Many investors wonder whether Close Brothers’ new business pipeline may have softened in the context of political obstruction to the “delivery of Brexit”. Business hates uncertainty. However, our favourite forward-looking data-point seemingly reinforces the management commentary; undrawn commitments of <1 year increased to £1,100.6m at 31 July 2019, the second highest year-end total on record. We think that constitutes a “resilient” outlook.
The FY19 outturn reflected negative jaws across all divisions, partially offset by low impairments. Underlying EPS declined by 2% YoY to 136.7p, but with strong dividend cover and an increasing CET1 ratio, we still model DPS of 69p/72/75p for FY20/21/22e; a FY22e yield of 5.3%.

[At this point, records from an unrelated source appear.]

PR #2254, opened 2016-12-04
Fix name of shareurl in feedback message to server

axman6:
Fixes bug where the share url was sent using a different key than the server was expecting.


RacingTadpole:
Incorporated into #2256.

PR #2259, opened 2016-12-05
Elevation function added

rdengate:
This allows the user to draw a line on the map and see the elevation (height above sea level) charted along that line. If water table data is available that will also be charted. This service is consumed by http://www.ga.gov.au/elvis/ but we've talked about adding it to terria and AREMI for a while now.

This also has some chart tweaks: don't allow LON, LAT, or ALT in charts (and change ALT to SCALAR if ALT is found), and hide x axis column so x isn't charted against itself.

To test, add this to an init json and run:
```
{
      "name": "Elevation Tools",
      "type": "group",
      "preserveOrder": true,
      "items": [
        {
          "name": "Elevation",
          "type": "elevation-function",
          "url": "http://www.ga.gov.au/elvis/service/path/"
        }
      ]
}
```


kring:
@rdengate very cool!  It needs a bit more doc around when this is applicable and how to use it.  Maybe a more specific name would be appropriate, too.  It's not a general `ElevationFunction`, it's the Elvis elevation service, right?

lib/Models/ElevationCatalogItem.js
```diff
@@ -0,0 +1,237 @@
...
+            '</tr>' +
+            '<tr>' +
+                '<td style="vertical-align: middle">distance</td>' +
+                '<td style="padding-left: 4px">' + this.parameters[0].getLineDistance() + '</td>' +
+            '</tr>' +
+            '<tr>' +
+                '<td style="vertical-align: middle">count</td>' +
+                '<td style="padding-left: 4px">500</td>' +
+            '</tr>' +
+        '</table>';
```
RacingTadpole: One thought that occurs to me here, to separate html out of the code - could you load this as a mustache template, eg. see https://github.com/TerriaJS/terriajs/blob/master/lib/Models/SensorObservationServiceCatalogItem.js#L344-L345

lib/Models/ElevationCatalogItem.js
```diff
@@ -0,0 +1,237 @@
...
+
+    var outputsSection =
+        '<table class="cesium-infoBox-defaultTable">' +
+            '<tr>' +
+                '<td style="vertical-align: middle">Path Elevation</td>' +
+                '<td><chart data=\'' + distanceVsElevationCsv + '\' styling: "feature-info"' + chartOptions + '></td>' +
+            '</tr>' +
+        '</table>';
```
RacingTadpole: and here too

lib/Models/ElevationFunction.js
```diff
@@ -0,0 +1,170 @@
...
+var CatalogFunction = require('./CatalogFunction');
+var defineProperties = require('terriajs-cesium/Source/Core/defineProperties');
+var ResultPendingCatalogItem = require('./ResultPendingCatalogItem');
+var loadWithXhr = require('terriajs-cesium/Source/Core/loadWithXhr');
+var inherit = require('../Core/inherit');
+var LineParameter = require('./LineParameter');
+var ElevationCatalogItem = require('./ElevationCatalogItem');
+var sprintf = require('terriajs-cesium/Source/ThirdParty/sprintf');
+
+var ElevationFunction = function(terria) {
```
RacingTadpole: yes, per Kevin's comment - can you add a doc string?

kring:
@rdengate I'm not able to get this to work, but it could just be a problem on the server.  It's returning:
image

RacingTadpole:
Yep, the changes on the charting side look good to me - thanks!

rdengate:
Thanks for the code review @kring and @RacingTadpole! I have made all changes suggested. I'm talking to GA about the elvis service as it seems to work all the time on their site, but only intermittently on terria (for the same request).

kring:
@meh9 is this still a thing?

meh9:
Well, I'd like it to be, but I'm thinking now that it's too specific a feature, and only nerds like me want it. Closed (for now).

PR #2261, opened 2016-12-07
GNAF API update

rdengate:
GNAF API updated to new Lucene-based backend, which improves performance. Once this change is in, the performance is sufficient to allow NM to have geocoding for addresses in csv files, so I'll create a PR for that after this is in.


kring:
Code changes look ok, but I don't think the geocoder is working well.  For example, here's current production NationalMap:

image

Looks good!  Now here's a local build with this change:

image

Not so good.

kring:
Oh wait, that's just because my map view was different in the local instance.  I'm not sure only showing results in NSW when I explicitly say ACT just because the map is looking at Redfern is the right thing, but there's no regression here anyway.  So I'll merge this.

PR #2263, opened 2016-12-08
Add help icon

rdengate:
Required for SoE.


RacingTadpole:
To help with reviewing this one - you might be interested that you can view the icons, if you know their names, at eg.
http://nationalmap.gov.au/build/TerriaJS/images/icons/left.svg

kring:
Unless we're going to use this icon in TerriaJS, it shouldn't be added to TerriaJS.  Just add it to SoE, and instead of specifying the icon as `Icon.GLYPHS.help`, require it in at the top of whatever file uses it:

```
var helpIcon = require('../wwwroot/images/icons/help.svg');
```

And then reference it using the required name:

```
<Icon glyph={helpIcon}/>
```

If that doesn't work, a small change to the WebPack config might be required.  Let me know.

rdengate:
Ok, thanks Kevin.

PR #2273, opened 2016-12-13
Help screens for SoE

rdengate:
This supports creating help screens which Phil designed for State of Environment. The actual creation of help screens is done in the State of Environment instance.

### DIFF
--- a/lib/Models/Terria.js
+++ b/lib/Models/Terria.js
@@ -264,9 +264,9 @@ var Terria = function(options) {
     /**
      * Gets or sets the help screen, a screen which can be used alone or in series to explain a concept in terria in
      * context.
-     * @type {HelpScreenData[]}
+     * @type {HelpScreen[]}
      */
-    this.helpScreen = [];
+    this.helpScreens = [];
 
     /**
      * Gets or sets the catalog of geospatial data.
@@ -352,7 +352,7 @@ var Terria = function(options) {
     this.selectBox = false;
 
     // TODO: Why track showTimeline, which doesn't appear anywhere in the code (in this file or any other)?
-    knockout.track(this, ['viewerMode', 'baseMap', 'baseMapName', 'fogSettings', '_initialView', 'homeView', 'pickedFeatures', 'selectedFeature', 'mapInteractionModeStack', 'helpScreen', 'configParameters', 'showTimeline', 'catalog', 'selectBox']);
+    knockout.track(this, ['viewerMode', 'baseMap', 'baseMapName', 'fogSettings', '_initialView', 'homeView', 'pickedFeatures', 'selectedFeature', 'mapInteractionModeStack', 'helpScreens', 'configParameters', 'showTimeline', 'catalog', 'selectBox']);
 
     /**
      * Gets or sets the camera's initial view.  This is the view that the application has at startup.  If this property
--- a/lib/Models/Terria.js
+++ b/lib/Models/Terria.js
@@ -262,6 +262,13 @@ var Terria = function(options) {
     this.mapInteractionModeStack = [];
 
     /**
+     * Gets or sets the help screen, a screen which can be used alone or in series to explain a concept in terria in
+     * context.
+     * @type {HelpScreenData[]}
+     */
+    this.helpScreen = [];
+
+    /**
      * Gets or sets the catalog of geospatial data.
      * @type {Catalog}
      */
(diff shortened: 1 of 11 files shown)


lib/ReactViewModels/ViewState.js
```diff
@@ -96,7 +98,9 @@ export default class ViewState {
             'myDataIsUploadView',
             'mobileMenuVisible',
             'panelVisible',
-            'explorerPanelAnimating'
+            'explorerPanelAnimating',
+            'highlightedComponentId',
+            'highlightedComponent'
```
RacingTadpole: typo - missing final `s` :-)

lib/Models/Terria.js
```diff
@@ -262,6 +262,13 @@ var Terria = function(options) {
     this.mapInteractionModeStack = [];
 
     /**
+     * Gets or sets the help screen, a screen which can be used alone or in series to explain a concept in terria in
+     * context.
+     * @type {HelpScreenData[]}
+     */
+    this.helpScreen = [];
```
RacingTadpole: A very minor point, but I think it's good practice to give arrays plural names, eg. `helpScreens` :-)
A related even more minor point - I like to keep the names of the instance the same as the names of the class, but with the first letter lower case - although this is going to get messy with the plural idea - eg. `helpScreenDatas` - or maybe this is really telling us that `HelpScreenData` should be simply `HelpScreen`...

lib/ReactViews/Notification/HelpScreenWindow.jsx
```diff
@@ -0,0 +1,46 @@
...
+    },
+
+    render() {
+        const helpScreen = this.props.terria.helpScreen && this.props.terria.helpScreen[this.props.terria.helpScreen.length - 1];
+        const windowClass = classNames(Styles.window, {
+            [Styles.isActive]: helpScreen
+        });
+        const buttonText = helpScreen && helpScreen.totalNumberOfScreens === helpScreen.currentScreenNumber ? 'DONE' : 'NEXT';
+        const positionLeft = helpScreen && helpScreen.left;
+        const positionTop = helpScreen && helpScreen.top;
```
RacingTadpole, line 24: Just looking at the code I'm trying to find where `helpScreen.left` and `top` get set, but can't see it - what am I missing?

RacingTadpole:
@kring - feel free to make comments on this one too :-)

lib/ReactViews/Notification/HelpScreenWindow.jsx
rdengate: It's in SOE. The help is specific to SOE, so I thought I should only use the help screens in SOE.

RacingTadpole: Ah right. What's the best way to test this do you think? Fire up an SOE instance? (Do you have a link to the repo?)

rdengate: Sure -- it's https://github.com/TerriaJS/soe. Private repo, but I've added you. You'll need rd_help_screens branch. Note only the first help item works; I wanted to make sure my approach was okay before fully implementing help. Alternatively you can access my running instance if you want... let me know.

kring:
This is a super cool feature @rdengate, so thanks for working on it!  Unfortunately I'm going to ask for some fairly big changes, though.

I have three main criticisms:
* There's a bunch of code in SoE in that is generally needed for managing help, like turning overlays on and off.
* It requires changes to React components in TerriaJS in order to support highlighting of those components in app-specific help.
* It does direct manipulation of the DOM, which is ill-advised in a React app.

Fixing these problems is a bit tricky, but @AlexGilleran and I talked about it and I think we came up with something workable.  Here's the idea:

* The component to highlight is specified to the help system as a class name.  (the TerriaJS class names are a bit obscure because of our use of CSS modules, but you can use Chrome dev tools to get them and then they are stable across non-breaking TerriaJS versions).
* To highlight an element, we find the first element in the DOM with that class name.  In some cases (React is re-rendering, for example), such a DOM element might not exist.  In that case, we just don't highlight anything.
* Once we know the DOM element we're highlighting, we get its rectangle on the screen using [getBoundingClientRect](https://developer.mozilla.org/en/docs/Web/API/Element/getBoundingClientRect).
* We gray out everything outside that rectangle by creating four overlay elements, like this:

image

The overlays should be normal React components, rather an explicitly-created DOM elements.  Periodically (maybe every 200ms using a `setInterval`), we'll need to look for the first DOM element with that class name again and adjust the overlays accordingly.  This handles the possibility of the DOM element moving around or being re-rendered by React.

This all can actually be done entirely in app code without any changes to TerriaJS, though making this help system a feature of TerriaJS is reasonable.  Ideally everything except that help text and highlight choices would be in TerriaJS and would be easily configurable from an app.

Let me know if any of that makes sense.

kring:
Come to think of it, this could pretty easily be a separate library for doing on-screen help in React apps.  If you want to be famous.

rdengate:
@kring thanks for your comments. I agree with your criticisms so am happy to make big changes. Just so I understand, though, is having a HelpScreenWindow in StandardUserInterface still ok? I'm picturing a PR for terria which has a lot of the changes in this PR, but reverts ViewState.js, SidePanel.jsx and global.scss, although I guess alternatively HelpScreenWindow could be added in NM instance-specific UserInterface, which would move everything out of Terria...

I'm not sure how to make it a separate library. Would a good first step be to implement it in SoE only, and then try to generalise and extract it?

kring:
Unless we're going to have help by default in TerriaJS (maybe someday, but probably not right now), I think we should leave `HelpScreenWindow` out of `StandardUserInterface`.  Adding it to the app-specific `UserInterface` makes sense to me.

Making it a separate library means putting it in a separate git repo and publishing it as a separate module on npm.  Then add it to SoE's package.json and require in the bits you use.  Yeah, you can start by putting it on SoE itself if that makes things easier.

rdengate:
Thanks @kring. That makes sense!

rdengate:
This is not going to be merged in current form, so closing PR.

Issue #2090, opened 2016-09-16
Inconsistent close buttons


stevage:
Apparently this week is open season on the designers? :) I have no idea if this matters, but:

![screenshot 2016-09-16 11 44 58](https://cloud.githubusercontent.com/assets/678344/18572987/40560e4e-7c03-11e6-9164-fcdc33ef13e1.png)

![screenshot 2016-09-16 11 44 50](https://cloud.githubusercontent.com/assets/678344/18572988/4080779c-7c03-11e6-8e3e-e4f5c77c8dce.png)

![screenshot 2016-09-16 11 44 46](https://cloud.githubusercontent.com/assets/678344/18572989/40843422-7c03-11e6-9761-3f6bbd5bdef0.png)

![screenshot 2016-09-16 11 44 44](https://cloud.githubusercontent.com/assets/678344/18572990/40a9a7d4-7c03-11e6-887f-5aef8ac83213.png)

RacingTadpole:
And also from memory that "Your system seems to be running slowly, switching to 2D" box has no close X, only an OK button. Would an X as well be helpful? Generally I expect people just want to get rid of the warning quickly.

chloeleichen:
@philipgrimmett

chloeleichen:
i think they should all be X

stevage:
Yep, and allow clicking outside the box to also close it, wherever that makes sense.

philipgrimmett:
Subtle differences for each case:
- Image 1: Dropdown elements generally don't require a close button (clicking away is more common)
- Image 2: Adding/browsing for data is a task to be completed, hence 'done'. Using this wording frames the action, and hopefully gives the user more confidence while toggling between the main map and the catalogue.
- Image 3: I think the 'X' close is appropriate here. When a user open and closes feature info, the states of the map remains unchanged. 'Done' might suggest otherwise.
- Image 4: hmm. We tried to match the '+' add action with a '-' remove action, but looking back at it now I don't think it really works. At the risk of contradicting my point on Image 3, I think an 'X' icon or rubbish bin icon alongside the 'remove' text would be more recognisable for the average user.

Thoughts?

stevage:
Yep. Specifically, yeah a rubbish bin (I didn't think of that) or X would be better for the Remove action. 

And I get your reasoning for Image 2, but there seems something slightly strange about putting the Done up in the top right. It's sort of like combining the "end of workflow" action with the "close window" action and yielding what is IMHO an odd result.

[...]

PR #2280, opened 2016-12-19
Move "Done" button text into css for easier overriding

RacingTadpole:
Makes it easier to address #2090.
Addresses https://github.com/TerriaJS/neii-viewer/issues/44.

Eg. after this PR is merged, you could replace the "Done" button with an "✕" in the client's `globals.scss` via:

    .tjs-explorer-window__btn--close-modal {
      &:before {
        content: '✕' !important;
      }
      color: #EDEDED;
      font-size: $font-size-large !important;
      border: none;
      &:focus, &:hover {
        border: none;
      }
    }

@chloeleichen - is this good practice?

### DIFF
--- a/lib/ReactViews/ExplorerWindow/ExplorerWindow.jsx
+++ b/lib/ReactViews/ExplorerWindow/ExplorerWindow.jsx
@@ -109,7 +109,6 @@ const ExplorerWindow = React.createClass({
                             className={Styles.btnCloseModal}
                             title="Close data panel"
                             data-target="close-modal">
-                        Done
                     </button>
                     <Tabs terria={this.props.terria} viewState={this.props.viewState}/>
                 </div>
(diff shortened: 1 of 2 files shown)


chloeleichen:
I think it's a smart way to configure this. however, i'm not sure the configuration itself should be in CSS or in javascript file? @kring @AlexGilleran what do you guys think?

AlexGilleran:
I'm not a fan - ideally we should be able to move all of the text into one place at some point for easier localisation. Although if we never do that I suppose it doesn't matter...

RacingTadpole:
Yeah, you're right. I guess the real solution here is to decide if we want `✕` or `Done`, and just adopt it. @philipgrimmett - would you support ✕ , as a partial solution to #2090? Or is `Done` better - in which case I'll push back on TerriaJS/neii-viewer#44 ?

philipgrimmett:
My recommendation would be to retain 'Done'. The wording was defined in response to usability testing, where users appeared to stall after turning on a dataset (It wasn't clear to them how they should proceed). We wanted to frame 'adding data' as a task to be completed, not the default state. Not a perfect solution, but I still think it's an improvement on the generic 'X'

screenshot 2016-12-21 11 52 21

PR #2281, opened 2016-12-19
Simplify 'Download Data for this Feature' to 'Download this Data'

RacingTadpole:
Suggested by @rdengate - what do you think? :-)

### DIFF
--- a/lib/ReactViews/FeatureInfo/FeatureInfoDownload.jsx
+++ b/lib/ReactViews/FeatureInfo/FeatureInfoDownload.jsx
@@ -1,7 +1,10 @@
 import React from 'react';
-import Dropdown from '../Generic/Dropdown';
+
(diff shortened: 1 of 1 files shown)


rdengate:
Philip's idea actually. I am in favour. :-)

kring:
So I thought we changed it from "Download Data" because that terminology implied you were downloading the whole dataset, not just the contents of the feature info panel.  IMO "Download this Data" has the same problem. 

Since the button is only shown when we're looking at "raw" data (not the result of a feature info template), how about "Download this Table"?

RacingTadpole:
@kring - I've renamed this to Download this Table.
Also, I noticed this duplicated `DataUri`'s functionality, so I've stripped out the duplication. (A rare case of reducing the code base size!)
There was also an unused check for data uri compatability, which I've made real now.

Loan growth (5.7% YoY) was “solid” in FY19 and we now model growth of 5.2/4.6/4.2% through FY20/21/22e. Weakness in the FY19 outturn was largely confined to the (relatively small) Securities and Asset Management divisions. The Banking Division remained resilient.
Our EPS forecasts are virtually unchanged, and on 1.6x FY20e tNAV for ROTEs of 16.7/15.9/14.9% through FY20/21/22e, our TP moves to 1415p (from 1410p); we retain a Hold recommendation.